Thursday, April 15, 2010

Effects


I just keep noticing as time goes on, that I get more and more white hairs. Not even gray, but white. They pop with against my dark hair. I think by 35 I'm gonna be dying my hair to cover up, not just cuz I am sick of my color (like I have in the past). Shit, make that 32! Its happening fast. I guess some people with hard lives have it show on their face. I still look pretty young, surprisingly... Mine is showing on my hair. Its gotta be stress. Its not genetic, and thers nothing else going on. Oh yeah, I'm officially impoverished now as of this week. Getting used to the NEW me, and my NEW life. Its gonna take some time.
Oh, and our end of season band banquet is coming up. We go to a fancy restaurant and get to dress up really nice. Last year I was the only one w/ out a date.
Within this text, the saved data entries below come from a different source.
PR #931, opened 2020-09-14
CustomChecks view - infinite scroll and initial load race condition fix

tmasternak:
Connected to https://github.com/Particular/ServiceControl/issues/2086

### Problem

```javascript
var page = 1;

$scope.loadMoreResults = function () {
    if ($scope.loadingData) {
        return;
    }

    $scope.loadingData = true;
    load(page++);
};

$scope.dismiss = function (row) {
    serviceControlService.dismissCustomChecks(row);
};

var notifier = notifyService();
notifier.subscribe($scope, reloadData, 'CustomChecksUpdated');

function reloadData() {
    page = 1;
    $scope.loadingData = true;
    $scope.model = { data: [], total: 0 };
    $scope.disableLoadingData = false;
    load(page);
}
```

It is possible for `loadMoreResults` to be triggered by the UI (by the infinite scroll) just before the `reloadData` is called via the notification service. In such a case, there are 2 outstanding requests that will both update the list of custom checks. If that happens during the initial page load the first page will be duplicated. If it happens further in the lifecycle of the page the view will end up showing the data from the first page and some further page (depending on how far a user scrolled and how much data was available).

### Solution

This PR introduces `reloadCount` that is incremented before each reload request. The `load` function will apply the data returned from the backend only if the `reloadCount` did not change between the request was made and the response was returned.

### DIFF
--- a/src/ServicePulse.Host/app/js/views/custom_checks/customChecks.controller.js
+++ b/src/ServicePulse.Host/app/js/views/custom_checks/customChecks.controller.js
@@ -10,6 +10,7 @@
         $scope.model = { data: [], total: 0 };
         $scope.loadingData = false;
         $scope.disableLoadingData = false;
+        $scope.reloadCount = 0;
 
         var page = 1;
 
@@ -19,7 +20,7 @@
             }
 
             $scope.loadingData = true;
-            load(page++);
+            load(page++, $scope.reloadCount);
         };
 
         $scope.dismiss = function (row) {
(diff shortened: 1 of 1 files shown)


SzymonPobiega (approved):

src/ServicePulse.Host/app/js/views/custom_checks/customChecks.controller.js
```diff
@@ -34,12 +35,19 @@
...
+            $scope.reloadCount++;
+
+            load(page, $scope.reloadCount);
         }
 
-        function load(page) {
+        function load(page, reloadCount) {
             serviceControlService.getFailingCustomChecks(page).then(function (response) {
 
+                //If the load was called before last result reload it should be discarded
```
mikeminutillo, line 46: Should this decrement the page number as well?

mikeminutillo (approved):

src/ServicePulse.Host/app/js/views/custom_checks/customChecks.controller.js
tmasternak: I don't think so. Whenever `reloadData` is called the page number is [set back to 1](https://github.com/Particular/ServicePulse/pull/931/files#diff-97d95757170a4ea9d39b4fae0f079725R34). So the next load caused by the scroll will start from 2. All reloads caused by the scroll that were done when before latest refresh will get discarded.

I'm kinda hesitant to go because of that. Don't have a date this year either. I'd ask a guy that I'm friends with since i'm single now, but none of them are reliable and I have to pay for them. so.... *shrug*. I just hate being asked "so who did you bring?...........noone?...........oh...." Like last year.
I also am trying to think of the perfect line for my tattoo. I've wanted one with WORDS for years. I dont knwo when i'm gonna have money for one but since it'll be on me forever, I dont wanna do it til i'm sure. I have an idea of hte topic. At least if I drop dead it'll be branded on me forever that I died fighting til the end. Thats all I want the world to know.